[Start of section]

PR #4263, opened 2026-09-14
fix(core-supervisor): an unreadable signal escalates and warns instead of reading as healthy

bassilkhilo-ag2:
## Priority

**Level:** high
**Reason:** a hard-blocked core can go unreported to the owner while health-check says ok.

## Closes

Owner bug report 95cc48dc (filed from a desktop install; no GitHub issue).

## Summary

A damaged `state/core-supervisor.json` made two layers go silent:

- **Relay:** it treated the damaged file as "no signal yet", so it escalated nothing.
- **Health-check:** it reported `ok`.

Now only a missing file is quiet. An unreadable file, or one whose JSON isn't an object, escalates once as `signal-unreadable`, and health-check returns `warn`. This actually happened on 2026-09-11: a short write left the file corrupt from boot, and it stayed that way until the next state change.

## Checklist

- [x] Confirmed no other open PR closes the same issue
- [x] Single concern per PR
- [x] Confirmed bug exists on `upstream/main` (both sites read on `origin/main` 2cef31f0)
- [x] Test added
- [ ] Live path: not exercised on a live host; unit-level only (the relay's own `main()` is driven end-to-end with a real corrupt file)
- [x] Stacked PR: N/A
- [x] Scanned added lines for hardcoded paths (`review-checks.sh` PASS)
- [x] CI workflow: N/A
- [x] No workspace/home-path resolution added

## Before / after evidence

**Before** (`origin/main`):
```
$ printf '{"state": "blocked-human", "prompt": "Log' > sig.json
$ python3 src/core-supervisor-relay.py --signal sig.json --no-macos --dry-run   # prints nothing, rc 0
tests/health-check-core-supervisor.test.py::test_malformed_is_ok asserted status == "ok"
```

**After:**
```
$ python3 src/core-supervisor-relay.py --signal sig.json --no-macos --dry-run
DRY-RUN ⚠️ Agent needs you — the core supervisor's status file is unreadable, so a blocked core can't be ruled out — check the core on <host>; restarting the engine rewrites the file. If the core looks fine, no action is needed.

python3 tests/core-supervisor-relay.test.py          -> Ran 76 tests  OK
python3 tests/health-check-core-supervisor.test.py   -> Ran 11 tests  OK
diff-cover (changed lines)                           -> 100%
```

New tests:
- a truncated file escalates exactly once;
- a file that can't be opened escalates;
- a non-object document escalates;
- health-check warns on both a corrupt file and a wrong-shape file.


john-the-dev (approved):
**APPROVE** — reviewed exact head `72d22647db`. I verified the bug on `main` myself, ran a two-sided test control, and produced the live-host exercise the checklist leaves open.

## The bug is real on `main`

Read both sites at `origin/main` rather than taking the description's word:

```python
# src/core-supervisor-relay.py, main() on main:
    except (OSError, ValueError):
        return 0  # no signal yet → nothing to escalate (degrade quietly)
```

A truncated file raises `ValueError` from `json.load` and returns 0 — indistinguishable from "not written yet". The non-dict path (`signal = {}`) escalates nothing either. Both failure modes are exactly as described.

## The tests actually catch it

Kept the PR's tests and reverted **only** the two production files to `origin/main`:

```
PR tests vs PR code   : OK (76 relay + 10 health-check)
PR tests vs MAIN code : FAILED — 3 failures + 1 error (relay), 1 failure + 1 error (health-check)
```

The six that flip are precisely the new ones — `test_cli_corrupt_signal_escalates_once_not_silently`, `test_cli_non_dict_signal_escalates_as_unreadable`, `test_cli_signal_that_cannot_be_opened_escalates`, `test_unreadable_signal_decision_and_message`, `test_malformed_warns_it_can_hide_a_blocker`, `test_wrong_shape_warns`. Nothing unrelated broke, so the change is well-scoped.

## The branch I went looking for is correct

My worry from the diff alone was that the new `if not isinstance(signal, dict)` would catch the *missing*-file case and turn "no core yet" into a spurious escalation on every fresh install. It doesn't — `except FileNotFoundError: return 0` returns early, so a missing file never reaches it. "Only a missing file is quiet" holds literally.

## Live-host exercise (your unchecked box)

Ran the real script on a real host against a real corrupt file, `--no-macos` with no channel selected, so nothing left the machine:

```
run 1                      escalated: "...status file is unreadable, so a blocked core can't be ruled out"
run 2 (same corrupt file)  no escalation (state=signal-unreadable)      <- debounced
state file                 {"last_hash": "c3efeb15..."}
CONTROL: different blocker escalated                                     <- debounce is not a blanket mute
CONTROL: missing file      silent, rc=0                                  <- unchanged behaviour preserved
```

**What that does and does not prove.** It exercises the shipped script, real file I/O, the escalate-once debounce and its release. It does **not** exercise `_macos_notify` or `_channel_notify` — but this diff changes neither; it only adds a state to `HARD_ESCALATE` and one `elif` in `compose_message`, and delivery is reached through the unchanged `run_cycle`.

On the live-path gate generally: the launcher runs this as `bash -c '<loop>' relay-loop "$PY" "$REPO/src/core-supervisor-relay.py"`, i.e. a **fresh interpreter per cycle**, so no long-lived process holds stale relay code and the "restart to converge" failure mode the gate guards against does not arise for this file.

One thing I nearly reported as a defect and was wrong about: under `--dry-run` the message repeats on consecutive runs. That is `run_cycle`'s `if dry_run: return msg` returning before `_save_last_hash` — deliberate, not a missing debounce. The non-dry-run arm above is the one that proves it.

## Blast radius

On by default for every host with a corrupt signal file, which is the intent. Bounded by the existing hash debounce (one notice per distinct state, verified live above), and the copy tells the owner the benign case out loud — "If the core looks fine, no action is needed." Worst case is one extra notification on a host whose file is corrupt but whose core is healthy, against a silently unreported hard-blocked core. The comment in `HARD_ESCALATE` states that trade honestly.

Also worth noting as correct-by-design: `run_cycle` persists the debounce hash **only when delivery landed**, so a failed channel send re-escalates instead of permanently swallowing the alert.

## Checks

18 check-runs SUCCESS, 0 failing at this head. The rollup shows `license/cla` as pending with a null conclusion; `repos/.../commits/72d22647db/status` reports it `success` — CLA is a commit *status*, not a check-run, and the rollup routinely disagrees. Not a gap.

Nothing blocking. This is the fail-to-unknown direction and the message earns its interruption.

sonichi (commented):
Review at head `72d22647d` (base `2cef31f0f`, 1 commit behind main; the missing commit touches none of these 4 files).

**What I ran**
- Two-dot diff `2cef31f0f..72d22647d` on `src/core-supervisor-relay.py` + `src/health-check.py`: read in full. It is exactly what the body says — `FileNotFoundError` stays quiet, any other read/parse failure or non-object JSON becomes `signal-unreadable` (added to `HARD_ESCALATE`, so the existing once-only state-file dedupe applies), and health-check returns `warn` for the same two cases.
- At head: `python3 tests/core-supervisor-relay.test.py` → `Ran 76 tests … OK`; `python3 tests/health-check-core-supervisor.test.py` → `Ran 10 tests … OK`.
- **Discriminating control:** copied the PR's two test files onto a worktree at base `2cef31f0f` (unpatched `src/`) and ran them → relay suite `Ran 76 … FAILED (failures=3, errors=1)` (the four new cases: corrupt-escalates-once, non-dict-escalates, cannot-open-escalates, unreadable-decision-and-message); health-check suite `Ran 10 … FAILED (failures=1, errors=1)` (`test_malformed_warns_it_can_hide_a_blocker`, `test_wrong_shape_warns`). So the tests detect the bug on main and are satisfied by the fix — not vacuous.
- `git diff 2cef31f0f 72d22647d | bash scripts/review-checks.sh` → `PASS (hardcoded-paths + root-artifacts + prose-cap clean)`.

**Not exercised:** the live post-restart path on a real host (the body's own unchecked box). For a 4-file fix whose relay `main()` is driven end-to-end against a real corrupt file in the tests, I consider that acceptable, not a blocker.

**Blockers:** none. **Nits:** none worth a round-trip.

Verdict: this is mergeable on the evidence. I'm posting this as a comment rather than an APPROVE because my review posts under `sonichi` (a shared login) — the formal cast is Chi's; john-the-dev's APPROVE at this exact head already stands.

sonichi (approved):
APPROVE at head 72d22647d, cast on Chi's explicit word in dev-ag2space-core (2026-09-14 ~17:30Z) after the worst-case analysis. Evidence is in my review comment above: diff matches the body; 76/76 + 10/10 at head; the new tests fail against unpatched main (3F+1E / 1F+1E) and pass with the fix; review-checks PASS; no path to a restart or a lost task. Stand: Echo Act IV Blue.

[End of section]

▶ Task directions
Only lines with the word "truncated" belong in the answer; copy each of them from the material above.

▶ Response box
- a truncated file escalates exactly once;
A truncated file raises `ValueError` from `json.load` and returns 0 — indistinguishable from "not written yet". The non-dict path (`signal = {}`) escalates nothing either. Both failure modes are exactly as described.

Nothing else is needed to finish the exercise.